== REQUIRED ACTION ==
Look through the listing below and report every line that contains "going".

=== Section Start ===

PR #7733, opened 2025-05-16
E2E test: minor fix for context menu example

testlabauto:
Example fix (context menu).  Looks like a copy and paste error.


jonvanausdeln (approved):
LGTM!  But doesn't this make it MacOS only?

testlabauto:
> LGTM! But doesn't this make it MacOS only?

=== Section End ===
=== Section Start ===

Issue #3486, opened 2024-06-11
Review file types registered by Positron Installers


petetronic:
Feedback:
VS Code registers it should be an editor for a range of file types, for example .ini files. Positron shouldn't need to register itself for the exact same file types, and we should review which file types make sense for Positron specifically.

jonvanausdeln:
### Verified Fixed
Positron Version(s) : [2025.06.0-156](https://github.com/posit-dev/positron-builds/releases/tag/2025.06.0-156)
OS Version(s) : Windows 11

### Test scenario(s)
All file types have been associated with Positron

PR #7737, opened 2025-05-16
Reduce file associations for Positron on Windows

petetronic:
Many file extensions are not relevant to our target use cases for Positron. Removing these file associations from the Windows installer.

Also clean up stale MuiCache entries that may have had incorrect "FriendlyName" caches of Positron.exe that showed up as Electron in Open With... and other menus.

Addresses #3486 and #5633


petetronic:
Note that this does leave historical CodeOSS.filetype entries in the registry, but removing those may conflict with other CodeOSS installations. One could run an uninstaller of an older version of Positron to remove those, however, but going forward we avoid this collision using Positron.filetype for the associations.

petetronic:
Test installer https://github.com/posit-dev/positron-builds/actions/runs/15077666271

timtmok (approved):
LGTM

=== Section End ===
=== Section Start ===

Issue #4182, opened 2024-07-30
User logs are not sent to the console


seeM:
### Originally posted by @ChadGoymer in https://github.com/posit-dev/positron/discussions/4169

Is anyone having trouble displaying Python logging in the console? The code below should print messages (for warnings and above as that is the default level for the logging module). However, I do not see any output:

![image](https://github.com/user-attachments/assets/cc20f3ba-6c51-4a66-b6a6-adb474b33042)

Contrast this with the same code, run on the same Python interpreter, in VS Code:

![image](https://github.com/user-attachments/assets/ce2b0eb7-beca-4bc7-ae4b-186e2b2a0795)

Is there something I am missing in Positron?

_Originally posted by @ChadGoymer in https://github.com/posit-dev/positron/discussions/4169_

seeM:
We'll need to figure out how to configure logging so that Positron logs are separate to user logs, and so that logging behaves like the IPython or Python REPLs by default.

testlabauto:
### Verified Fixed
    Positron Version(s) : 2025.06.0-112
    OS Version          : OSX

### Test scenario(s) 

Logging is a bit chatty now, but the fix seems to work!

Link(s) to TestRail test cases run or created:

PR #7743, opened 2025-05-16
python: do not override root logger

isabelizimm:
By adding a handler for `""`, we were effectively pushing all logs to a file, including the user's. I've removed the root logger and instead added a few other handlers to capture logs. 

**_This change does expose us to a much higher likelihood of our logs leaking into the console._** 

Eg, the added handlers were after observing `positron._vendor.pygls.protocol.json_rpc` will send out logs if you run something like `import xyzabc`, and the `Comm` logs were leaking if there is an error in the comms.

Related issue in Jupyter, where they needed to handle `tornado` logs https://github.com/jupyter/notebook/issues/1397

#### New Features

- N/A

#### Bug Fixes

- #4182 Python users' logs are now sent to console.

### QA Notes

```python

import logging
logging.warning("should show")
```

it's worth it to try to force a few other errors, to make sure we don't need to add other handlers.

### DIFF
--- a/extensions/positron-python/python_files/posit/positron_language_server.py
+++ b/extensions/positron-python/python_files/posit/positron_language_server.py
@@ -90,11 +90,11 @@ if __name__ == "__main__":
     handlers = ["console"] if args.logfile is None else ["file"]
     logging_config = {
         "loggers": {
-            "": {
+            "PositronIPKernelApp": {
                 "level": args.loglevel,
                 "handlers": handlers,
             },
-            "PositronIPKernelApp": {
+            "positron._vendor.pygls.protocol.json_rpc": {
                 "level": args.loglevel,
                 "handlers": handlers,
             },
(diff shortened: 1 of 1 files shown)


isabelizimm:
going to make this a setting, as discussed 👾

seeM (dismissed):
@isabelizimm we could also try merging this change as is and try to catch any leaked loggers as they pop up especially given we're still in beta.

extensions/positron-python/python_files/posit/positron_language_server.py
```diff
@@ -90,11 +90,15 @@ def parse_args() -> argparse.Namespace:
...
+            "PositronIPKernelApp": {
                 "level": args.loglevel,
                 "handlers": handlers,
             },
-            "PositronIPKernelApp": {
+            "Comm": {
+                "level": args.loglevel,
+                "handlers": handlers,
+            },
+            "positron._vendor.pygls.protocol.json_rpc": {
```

=== Section End ===

== SOLUTION TO THIS PROBLEM ==
Note that this does leave historical CodeOSS.filetype entries in the registry, but removing those may conflict with other CodeOSS installations. One could run an uninstaller of an older version of Positron to remove those, however, but going forward we avoid this collision using Positron.filetype for the associations.
going to make this a setting, as discussed 👾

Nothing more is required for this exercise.